По его лицу, пока он пробирался к ней, Оливия заметила, что он обратил внимание на ее туалет. Легкая улыбка, которую она хорошо запомнила, играла на его губах, и вновь чуть заметная дрожь пробежала по ее спине.
Его улыбка погасла, когда он подошел к ней.
— Рад, что ты пришла, — сказал Арчер мягко. — Извини, что так поздно позвонил тебе, но… Ты выглядишь очень хорошо, Оливия.
Горло ее перехватило.
— Спасибо, я решила переодеться, поэтому немного запоздала.
— А, — он улыбнулся, — ты была уже в кровати, когда я позвонил?
Она быстро взглянула на него, пытаясь разглядеть на его лице скрытый намек. Не обнаружив ничего подозрительного, она улыбнулась ему в ответ.
— Нет, нет, я еще не ложилась, но не была одета для…
— Одета или нет, — ты все равно самая красивая женщина, какую я когда-либо видел.
Она почувствовала, что краска заливает ее лицо. Его слова были вызывающими, ноне оскорбительными, хотя внутренний голос нашептывал ей: будь осторожна, о, будь осторожна. Ничего не изменилось, все остается по-прежнему. Помнишь, он принял тебя за потаскушку, когда ты его впервые встретила.
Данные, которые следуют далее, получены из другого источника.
PR #1223, opened 2021-08-18
Fix WGSL vector splat constructor's type handling

### LINKED ISSUE #1222: [wgsl-in] Vector splat constructur precondition not checked
The following code is incorrectly accepted, as `0` is an expression that has the type `i32`, which does not match the `T` of the `vec2<f32>`:
```wgsl
fn main() {
    let z = vec2<f32>(0);
}
```

Another even more interesting, but probably highly related issue is the the type of the variable somehow being affected by this:
```wgsl
fn main() {
    let z = vec2<f32>(0);
    let z1: vec2<f32> = z;
}
```
This code results in the following error:
```wgsl
[2021-08-18T04:57:33Z ERROR naga::front::wgsl] Given type Vector { size: Bi, kind: Float, width: 4 } doesn't match expected Vector { size: Bi, kind: Sint, width: 4 }
error: the type of `z1` is expected to be [1]
  ┌─ wgsl:3:9
  │
3 │     let z1: vec2<f32> = z;
  │         ^^ definition of `z1`

Could not parse WGSL
```
This clearly indicates that the variable `z` has the inferred type `vec2<i32>`, which is very wrong.

hcsch:
Previously the constructor just used the type of the scalar argument
regardless of whether or not it actually matched the vector splat
constructors target type. This resulted in e.g. `vec2<f32>(0)`
erroneously getting the type of a bi-vector of Sints with width 4.

Now the splat constructor checks that the kind and width of the scalar
argument is the same as that of the target specified in the
constructor's type parameter.

For example, this code
```wgsl
fn main() {
    let z = vec2<f32>(0);
    let z_norm_sq = dot(z, z);
}
```
now results in the following error:
```
error: cannot cast a i32 to a vec2<f32>
  ┌─ wgsl:2:22
  │
2 │     let z = vec2<f32>(0);
  │                      ^^^ cannot cast a i32 to a vec2<f32>

Could not parse WGSL
```

Fixes #1222.

### DIFF
--- a/src/front/wgsl/mod.rs
+++ b/src/front/wgsl/mod.rs
@@ -1746,12 +1746,19 @@ impl Parser {
                 ty_resolution.inner_with(ctx.types),
                 ctx.typifier.get(last_component, ctx.types),
             ) {
-                (&crate::TypeInner::Vector { size, .. }, &crate::TypeInner::Scalar { .. }) => {
-                    crate::Expression::Splat {
-                        size,
-                        value: last_component,
-                    }
-                }
+                (
+                    &crate::TypeInner::Vector {
+                        size, kind, width, ..
+                    },
+                    &crate::TypeInner::Scalar {
+                        kind: arg_kind,
+                        width: arg_width,
+                        ..
+                    },
+                ) if arg_kind == kind && arg_width == width => crate::Expression::Splat {
+                    size,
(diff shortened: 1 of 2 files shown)


kvark (approved):
Very nice, thank you!

PR #1227, opened 2021-08-18
[wgsl-in] Add support for the dereference operator

### LINKED ISSUE #1130: [wgsl-in] there is no indirection/dereference operator
The spec [defines](https://gpuweb.github.io/gpuweb/wgsl/#indirection-expr) the familiar syntax `*p` to convert a pointer to a reference, but naga does not support it:

```
fn deref(p: ptr<storage, u32>) {
	let x = *p;
}
```

```
error: expected expression, found '*'
  ┌─ wgsl:2:10
  │
2 │     let x = *p;
  │             ^ expected expression
```

JCapucho:
Closes #1130

### DIFF
--- a/src/front/wgsl/mod.rs
+++ b/src/front/wgsl/mod.rs
@@ -668,6 +668,7 @@ impl<'a, 'temp> StatementContext<'a, 'temp, '_> {
             arguments: self.arguments,
             block,
             emitter,
+            rhs: true,
         }
     }
 }
@@ -689,6 +690,9 @@ struct ExpressionContext<'input, 'temp, 'out> {
     functions: &'out Arena<crate::Function>,
     block: &'temp mut crate::Block,
     emitter: &'temp mut super::Emitter,
+    /// Wether or not the current expression is in the right hand side of an
+    /// assignemnt statement or equivalent
+    rhs: bool,
 }
 
 impl<'a> ExpressionContext<'a, '_, '_> {
@@ -705,7 +709,20 @@ impl<'a> ExpressionContext<'a, '_, '_> {
             arguments: self.arguments,
             block: self.block,
             emitter: self.emitter,
+            rhs: self.rhs,
         }
+    }
+
+    fn reborrow_rhs(&mut self) -> ExpressionContext<'a, '_, '_> {
+        let mut reborrow = self.reborrow();
+        reborrow.rhs = true;
+        reborrow
+    }
+
+    fn reborrow_lhs(&mut self) -> ExpressionContext<'a, '_, '_> {
+        let mut reborrow = self.reborrow();
+        reborrow.rhs = false;
+        reborrow
     }
 
     fn resolve_type(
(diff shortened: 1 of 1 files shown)


src/front/wgsl/mod.rs
```diff
@@ -2219,6 +2226,7 @@ impl Parser {
         &mut self,
         lexer: &mut Lexer<'a>,
         mut context: ExpressionContext<'a, '_, '_>,
+        rhs: bool,
```
kvark, line 2229: Boolean arguments are an anti-pattern. Let's make this an enum, please?

src/front/wgsl/mod.rs
```diff
@@ -705,9 +709,22 @@ impl<'a> ExpressionContext<'a, '_, '_> {
...
         }
     }
 
+    fn reborrow_rhs(&mut self) -> ExpressionContext<'a, '_, '_> {
+        let mut reborrow = self.reborrow();
+        reborrow.rhs = true;
+        reborrow
+    }
+
+    fn reborrow_lhs(&mut self) -> ExpressionContext<'a, '_, '_> {
```
kvark, line 722: I feel rather strongly that we shouldn't have all 3 of `reborrow()`, `reborrow_rhs()` and `reborrow_lhs()`. First, because the old `reborrow()` becomes rather exceptional. It's almost never that we really want to inherit this flag.
Second, because most of reborrows should be "rhs", so it should be the default.

How do you feel about:
  - `reborrow()` having the RHS semantics. Most of the usage stays unchanged therefore.
  - `reborrow_lhs` having the LHS semantics.
  - `reborrow_lhs_inherit` for inheriting the LHS from the parent, if any

kvark (commented):
Eventually, we need to implement "the load rule" as it's spelled in WGSL spec. So basically, we'd keep stuff as a "reference" until a certain point, where we emit the load. Right now, even with your PR, we aren't properly implementing this load rule. For example, passing stuff by pointer into some function wouldn't work correctly.

src/front/wgsl/mod.rs
JCapucho: For me it's fine, I'll change it

JCapucho: Actually, after trying to implement it I think this adds more confusion and is more error prone for example let's say I have this snippet

```rust
fn test(p: ptr<function, Struct>) {
   (*p).field = 1;
}
```

This is valid wgsl and for it to work in `(*p).field` it starts as lhs trough `parse_singular_expression` it then must go trough `parse_primary_expression` still as lhs, as it's a expression in parentheses it will go trough `parse_general_expression` it then goes trough 2 more calls until reaching `parse_singular_expression` where we finally see the deref, in all of this the lhs must be kept in context, it's more error prone in my opinion to know where it must be inherited than where it must cleared.

JCapucho:
I don't see why it wouldn't work for functions

src/front/wgsl/mod.rs
kvark: there is a a very limited set of things that need to inherit the LHS status, it's precisely the "postfix" things and nothing else.

kvark (approved):

PR #1242, opened 2021-08-19
[spv-out] Request Sample1D capability when texture_1d is used.

### LINKED ISSUE #1241: SPIR-V back end doesn't add `Image1D` capability when it ought
The following input generates SPIR-V that spirv-val doesn't like:

```
[[group(0), binding(0)]]
var image_1d: texture_1d<f32>;

fn test_textureLoad_1d(coords: i32, level: i32) -> vec4<f32> {
   return textureLoad(image_1d, coords, level);
}
```

`spirv-val` says:

```
error: line 9: Operand 3 of TypeImage requires one of these capabilities: Sampled1D Image1D 
  %3 = OpTypeImage %float 1D 0 0 0 1 Unknown
```

jimblandy:
Fixes #1241.

### DIFF
--- a/src/back/spv/writer.rs
+++ b/src/back/spv/writer.rs
@@ -703,7 +703,12 @@ impl Writer {
                 class,
             } => {
                 let kind = match class {
-                    crate::ImageClass::Sampled { kind, multi: _ } => kind,
+                    crate::ImageClass::Sampled { kind, multi: _ } => {
+                        if dim == crate::ImageDimension::D1 {
+                            self.check(&[spirv::Capability::Sampled1D])?;
+                        }
+                        kind
+                    }
                     crate::ImageClass::Depth { multi: _ } => crate::ScalarKind::Float,
                     crate::ImageClass::Storage { format, .. } => {
                         let required_caps: &[_] = match dim {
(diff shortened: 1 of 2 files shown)


tests/in/image-1d.wgsl
```diff
@@ -0,0 +1,13 @@
+// Check that we request the `Sample1D` SPIR-V capability if we use `texture_1d`.
```
kvark, line 1: Do we need to create a separate test file for each small feature being tested? It would be easier to navigate the tests if you can at least scroll through them.
Perhaps, we could just add an image to `image.wgsl` or `globals.wgsl` instead?

jimblandy: In general, yes, I'd love to gather tests into coherent groups. But the comment just below this explains why this specific test can't be combined with others.

jimblandy: For example, `image.wgsl` does include a `texture_1d`. But it also includes a `texture_storage_1d`, which is why it didn't catch the problem.

kvark: how about globals.wgsl then?

kvark (approved):

kvark (approved):

PR #1247, opened 2021-08-19
Texture bounds checks

jimblandy:
Here's the work-in-progress for bounds checks on `ImageLoad` and `ImageStore` for the SPIR-V back end.

Status: all three `IndexBoundsCheckPolicy` variants, for all texture types:
- [X] for `ImageLoad`
- [x] for `ImageStore`
- [x] Address review comments and squash

### DIFF
--- a/src/back/spv/image.rs
+++ b/src/back/spv/image.rs
@@ -1,0 +1,553 @@
+//! Generating SPIR-V for image operations.
+
+use super::{Block, BlockContext, Error, Instruction, LocalType, LookupType};
+use crate::arena::Handle;
+use spirv::Word;
+
+impl<'w> BlockContext<'w> {
+    /// Extend image coordinates with an array index, if necessary.
+    ///
+    /// Whereas [`Expression::ImageLoad`] and [`ImageSample`] treat the array
+    /// index as a separate operand from the coordinates, SPIR-V image access
+    /// instructions include the array index in the `coordinates` operand. This
+    /// function builds a SPIR-V coordinate vector from a Naga coordinate vector
+    /// and array index.
+    ///
+    /// If `array_index` is `Some(expr)`, then this function constructs a new
+    /// vector that is `coordinates` with `array_index` concatenated onto the
+    /// end: a `vec2` becomes a `vec3`, a scalar becomes a `vec2`, and so on.
+    ///
+    /// Naga's `ImageLoad` and SPIR-V's `OpImageRead`, `OpImageFetch`, and
+    /// `OpImageWrite` all use integer coordinates, while Naga's `ImageSample`
+    /// and SPIR-V's `OpImageSample...` instructions all take floating-point
+    /// coordinate vectors. The array index, always an integer scalar, may need
+    /// to be converted to match the component type of `coordinates`.
+    ///
+    /// If `array_index` is `None`, this function simply returns the id for
+    /// `coordinates`.
+    ///
+    /// [`Expression::ImageLoad`]: crate::Expression::ImageLoad
+    /// [`ImageSample`]: crate::Expression::ImageSample
+    fn write_image_coordinates(
+        &mut self,
+        coordinates: Handle<crate::Expression>,
+        array_index: Option<Handle<crate::Expression>>,
+        block: &mut Block,
+    ) -> Result<Word, Error> {
+        use crate::TypeInner as Ti;
+        use crate::VectorSize as Vs;
+
+        let coordinate_id = self.cached[coordinates];
+
+        // If there's no array index, the image coordinates are exactly the
+        // `coordinate` field of the `Expression::ImageLoad`. No work is needed.
+        let array_index = match array_index {
+            None => return Ok(coordinate_id),
+            Some(ix) => ix,
+        };
+
+        // Find the component type of `coordinates`, and figure out the size the
+        // combined coordinate vector will have.
+        let (component_kind, result_size) = match *self.fun_info[coordinates]
+            .ty
+            .inner_with(&self.ir_module.types)
+        {
+            Ti::Scalar { kind, width: 4 } => (kind, Vs::Bi),
+            Ti::Vector {
+                kind,
+                width: 4,
+                size: Vs::Bi,
+            } => (kind, Vs::Tri),
+            Ti::Vector {
+                kind,
+                width: 4,
+                size: Vs::Tri,
+            } => (kind, Vs::Quad),
+            Ti::Vector { size: Vs::Quad, .. } => {
+                return Err(Error::Validation("extending vec4 coordinate"));
+            }
+            ref other => {
+                log::error!("wrong coordinate type {:?}", other);
+                return Err(Error::Validation("coordinate type"));
+            }
+        };
+
+        // Convert the index to the coordinate component type, if necessary.
+        let array_index_i32_id = self.cached[array_index];
+        let reconciled_array_index_id = if component_kind == crate::ScalarKind::Sint {
+            array_index_i32_id
+        } else {
+            let component_type_id = self.get_type_id(LookupType::Local(LocalType::Value {
+                vector_size: None,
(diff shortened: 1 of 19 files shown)


jimblandy:
(I'll definitely be squashing some of these commits before promoting this from 'draft'.)

src/back/spv/selection.rs
```diff
@@ -0,0 +1,250 @@
...
+//! When there is no merged value to produce, you can pass `()` for `merge_type`
+//! and the merge values. In this case the `finish` method returns `()`.
+
+#![allow(dead_code)] // until texture bounds checks
+
+use super::{Block, BlockContext, Instruction};
+use spirv::Word;
+
+/// A private struct recording what we know about the selection construct so far.
+pub(super) struct Selection<M: MergeTuple> {
```
kvark, line 59: In terms of Valid Usage, is it pretty much required that the same `&mut Block` is passed to all of the methods here? If that's true, maybe it makes sense to just borrow it mutably for the duration of `Selection` lifetime?

src/back/spv/image.rs
```diff
@@ -33,36 +60,48 @@ impl<'w> BlockContext<'w> {
...
 
         // Find the component type of `coordinates`, and figure out the size the
         // combined coordinate vector will have.
-        let (component_kind, result_size) = match *self.fun_info[coordinates]
-            .ty
-            .inner_with(&self.ir_module.types)
-        {
-            Ti::Scalar { kind, width: 4 } => (kind, Vs::Bi),
+        let (component_kind, size) = match *inner_ty {
+            Ti::Scalar { kind, width: 4 } => (kind, Some(Vs::Bi)),
```
kvark, line 202: this never returns `None` in the second part

src/back/spv/image.rs
```diff
@@ -133,6 +176,255 @@ impl<'w> BlockContext<'w> {
...
+    }
+
+    /// Write code to restrict coordinates for an image reference.
+    ///
+    /// First, clamp the level of detail or sample index to fall within bounds.
+    /// Then, obtain the image size, possibly using the clamped level of detail.
+    /// Finally, use an unsigned minimum instruction to force all coordinates
+    /// into range.
+    ///
+    /// Return a pair `(COORDS, LEVEL_OR_SAMPLE)`, where `bCOORDS` are a
```
kvark: is "b" in "bCOORDS" accidental here?

src/back/spv/image.rs
```diff
@@ -133,6 +176,255 @@ impl<'w> BlockContext<'w> {
...
+    /// coordinate vector (including the array index, if any), and
+    /// `LEVEL_OR_SAMPLE` is an level of detail or sample index guaranteed, all
```
kvark: "an level"

src/back/spv/image.rs
```diff
@@ -133,6 +176,255 @@ impl<'w> BlockContext<'w> {
...
+            coordinates.type_id,
+            coordinate_limit_id,
+            coordinate_bounds_id,
+            ones,
+        ));
+
+        let restricted_coordinate_id = self.gen_id();
+        block.body.push(Instruction::ext_inst(
+            self.writer.gl450_ext_inst_id,
+            spirv::GLOp::UMin,
```
kvark, line 464: might be worth noting (in a comment) that using unsigned min allows us to handle negative values

src/back/spv/image.rs
```diff
@@ -142,70 +434,74 @@ impl<'w> BlockContext<'w> {
...
+                )
+            },
+        )?;
+
+        let result_id = if result_type_id == access_type_id {
+            // The instruction produced the type we expected. We can use
+            // its result as-is.
+            access_id
+        } else {
+            // For `ImageClass::Depth` images, Vulkan gave us four components,
```
kvark, line 696: nit: should say "SPIR-V" instead of "Vulkan"

tests/in/bounds-check-image-restrict.param.ron
```diff
@@ -0,0 +1,5 @@
+(
+        image_bounds_check_restrict: true,
```
kvark, line 2: some padding is inconsistent here

src/back/spv/image.rs
```diff
@@ -28,6 +28,111 @@ struct TextureCoordinates {
...
+        })
+    }
+
+    /// Write an instruction to access a given texel of this image.
+    ///
+    /// This assumes that `coordinates_id` has already had the image array index,
+    /// if any, folded in, as done by `write_texture_coordinates`.
+    ///
+    /// Return the value id produced by the instruction.
+    fn write(
```
kvark, line 102: alternatively, this could just return `Instruction` and avoid receiving `id_gen` and `block`

tests/in/bounds-check-image-rzsw.wgsl
```diff
@@ -0,0 +1,55 @@
+[[group(0), binding(0)]]
```
kvark, line 1: A bit unfortunate that this source file is exactly the same. Maybe we need some way of having multiple parameter files separately

kvark (commented):
Amazing work overall. Now I see the reason it's so complicated :)

src/back/spv/selection.rs
```diff
@@ -0,0 +1,250 @@
...
+    ///
+    /// Use `final_values` as the merged values contributed by the current
+    /// block, and transition to the merge block, emitting `OpPhi` instructions
+    /// to produce the merged values. This must be the same shape as the
+    /// `merge_types` argument passed to [`Selection::start`].
+    ///
+    /// Return the SPIR-V ids of the merged values. This value has the same
+    /// shape as the `merge_types` argument passed to `Selection::start`.
+    pub(super) fn finish(self, ctx: &mut BlockContext, block: &mut Block, final_values: M) -> M {
+        match self {
```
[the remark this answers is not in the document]
jimblandy: The idea was to show that I actually used every component of the `Selection` in the non-trivial case. Not important to me, if you think it's distracting I'll cheerfully change it.

src/back/spv/selection.rs
jimblandy: That's a good idea. Valid Usage requires using this in a properly nested way with respect to other control structures, and having `Selection` take ownership of the `&mut Block` would help enforce that. But in between calls to `start`, `if_true`, and `finish`, we need that `&mut Block` for writing the body instructions of the conditional. So `Selection` would need a method for reborrowing the block out of it.

This suggestion also made me realize that `Selection::current_label` would go stale if somebody switched blocks between calls to `Selection` methods - which is certainly necessary in some cases. As it turns out, `current_label` is unnecessary, so I took it out.

src/back/spv/image.rs
jimblandy: Yes, but it's always used in contexts that require an `Option`, and wrapping it early lets us use the structure field shorthand when we make the return value at the bottom of the function.

src/back/spv/image.rs
jimblandy: This ends up needing to work this way in the versions that support stores.

tests/in/bounds-check-image-rzsw.wgsl
jimblandy: That sounds like a good idea. I'll file it as a follow-up issue, and handle it in a separate PR, if that's all right.

jimblandy: Filed as #1284.

jimblandy: (feel free to 'unresolve' if you'd like this handled in this PR)

jimblandy:
Okay, I think this version has the review comments to date addressed.

src/back/spv/selection.rs
jimblandy: This is implemented in the latest push. Let me know what you think.

kvark (approved):

PR #2212, opened 2023-01-17
[glsl-in] Use std430 layout when validating arrays within structs

### LINKED ISSUE #2211: [glsl-in] Arrays in structs produce array stride errors
This shader:

```glsl
#version 460 core

struct A {
    float b[2];
};

void main() {}
```

Produces this error:
```
error: 
  ┌─ shader.frag:4:5
  │
4 │     float b[2];
  │     ^^^^^^^^^^ naga::Type [3]

Type [3] '' is invalid: 
	Array stride 16 does not match the expected 4
```

fintelia:
Fixes #2211. However I don't know whether this change has broader consequences

### DIFF
--- a/src/front/glsl/parser/types.rs
+++ b/src/front/glsl/parser/types.rs
@@ -86,7 +86,7 @@ impl<'source> ParsingContext<'source> {
                 self.expect(parser, TokenValue::LeftBrace)?;
                 let mut members = Vec::new();
                 let span =
-                    self.parse_struct_declaration_list(parser, &mut members, StructLayout::Std140)?;
+                    self.parse_struct_declaration_list(parser, &mut members, StructLayout::Std430)?;
                 let end_meta = self.expect(parser, TokenValue::RightBrace)?.meta;
                 meta.subsume(end_meta);
                 let ty = parser.module.types.insert(


JCapucho:
This problem unfortunately is not that simple, the layout to use is only known when the struct is used (in glsl), for example take the following code:

```glsl
#version 460 core

struct A {
    float b[2];
};

layout(std140, set = 0, binding = 0) uniform Data {
    A a;
};

layout(std430, set = 0, binding = 1) buffer DataBuffer {
    A b;
};

void main() {}
```

The struct `A` has two different layouts! One for the uniform and another for the buffer, also note that in glsl uniforms by default can't use the `std430` layout (unless an extension is enabled), that is why right now it defaulted to std140, every struct I ran into was used in a uniform.

The solution here is to generate the structs with the correct layout as needed, unfortunately this also requires auto casting between the different layouts in some situations (for example a function picked to accept std430 structs and you pass it a std140 struct).

fintelia:
Unfortunately, naga's validation currently rejects any shaders that declare structs with layouts that do not match std430. In #2211 the struct is never even used, but the fact that it contains an array with elements requiring <=8 byte alignment causes it to fail validation.

teoxoy:
@fintelia the fix for #2211 is most likely going to be removing those lines from the validator since they are redundant. We defer erroring wrt alignment/stride (the errors assigned right below this section of code) until we see the data types being used either as uniform/storage.

https://github.com/gfx-rs/naga/blob/461fdda4250cdf9aa49de960afd0fa5042a51bc9/src/valid/type.rs#L383-L389

It's worth opening a new issue for the use-case @JCapucho brought up though (will do tomorrow if nobody else does in the meanwhile).

PR #2215, opened 2023-01-18
Remove overly restrictive array stride check

### LINKED ISSUE #2211: [glsl-in] Arrays in structs produce array stride errors

fintelia:
Fixes #2211 by removing the stride check, as suggested in https://github.com/gfx-rs/naga/pull/2212#issuecomment-1386177626. The alignments when used in uniforms and storage buffers are both validated below in the same function.

### DIFF
--- a/src/valid/type.rs
+++ b/src/valid/type.rs
@@ -380,14 +380,6 @@ impl super::Validator {
                 }
 
                 let base_layout = self.layouter[base];
-                let expected_stride = base_layout.to_stride();
-                if stride != expected_stride {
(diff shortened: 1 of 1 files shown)


teoxoy (approved):
Thanks!

Issue #2134, opened 2022-11-24
[wgsl] Update Built-in Functions


teoxoy:
### Add

Numeric Built-in Functions
- [ ] `acosh`
- [ ] `asinh`
- [ ] `atanh`
- [ ] `countLeadingZeros`
- [ ] `countTrailingZeros`
- [ ] `quantizeToF16`
- [ ] `refract`

Derivative Built-in Functions
- [ ] `dpdxCoarse`
- [ ] `dpdxFine`
- [ ] `dpdyCoarse`
- [ ] `dpdyFine`
- [ ] `fwidthCoarse`
- [ ] `fwidthFine`

Texture Built-in Functions
- [ ] `textureSampleBaseClampToEdge`

### Remove

- [ ] `isFinite`
- [ ] `isNormal`

_last sync: https://github.com/gpuweb/gpuweb/blob/6049e8fc99b8204e44b7ca14d7bbff02a5730dfb/wgsl/index.bs_

PR #2218, opened 2023-01-23
[wgsl] Partially Update Built-in Functions

evahop:
The following were low-hanging fruit from https://github.com/gfx-rs/naga/issues/2134#issue-1463112793.
I intended to do the remainder, but it may take me some time to reason about the different backends.

Adds
- acosh, asinh, atanh
- refract

Removes
- isFinite, isNormal


teoxoy (approved):
Looks good! Thank you for the PR!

Он провел ее в темный уголок в конце зала, крепко держа за локоть, затем помог сесть и положил руку ей на плечо.
— Что будешь пить?
Оливия растерялась.
— Не знаю, может быть, белое вино.
— Для леди бокал «Шардонне», — сказал он официантке, — а мне двойное виски. Он наклонился над столом.
— Я не был уверен, что ты придешь, — сказал он.
Она посмотрела на него.
— Ты сказал, что знаешь о…
— О, конечно. — Он широко улыбнулся. — Я произнес магические слова, вот почему ты согласилась встретиться со мной, не так ли?
Он помолчал, а когда принесли напитки, взял свой стакан и поднял его. Подняла бокал и она.
— За что выпьем, дорогая? — спросил он, и не успела она ответить, как он подмигнул.
— Я знаю. За магические слова. За Риа Боском.
Оливия отпила глоток, он наполовину осушил свой стакан.
— Эдвард, — начала она, — как ты…
— Какая разница? Тебе нравится вино? — Он покачал головой. — Прости, забыл. Ты предпочитаешь шампанское. Ты пила его в тот день, когда мы встретились.
Она улыбнулась.
— Да, я помню.
— Я тоже помню. — Он глотнул виски. — Оливия, Снежная Королева. — Он передернул плечами, будто от холода. — Ты чуть не заморозила меня до смерти, когда я пригласил тебя на ланч.
Она натянуто улыбнулась.
— Я сказала тогда, что у меня назначена встреча.
— Да, я знаю. — Показалось ли ей, что голос его вдруг упал? — С моим отчимом.
— И с Риа, — сказала она, прямо посмотрев на него. — Но ты должен теперь это знать.
— Да, — сказал он тихо. — О, да, Оливия. Я знаю все.
Что-то было не так. Она чего-то ждала, но чего? Возможно, не извинений, ни даже оправданий, но…
— Ты собираешься пить вино?
Оливия взяла бокал и сделала глоток. Ее рука дрожала, и несколько капель вина пролились ей на пальцы. Она начала их стирать платком, но Эдвард взял ее руку за запястье.
— Не вытирай, — сказал он мягко, поднося ее руку к губам.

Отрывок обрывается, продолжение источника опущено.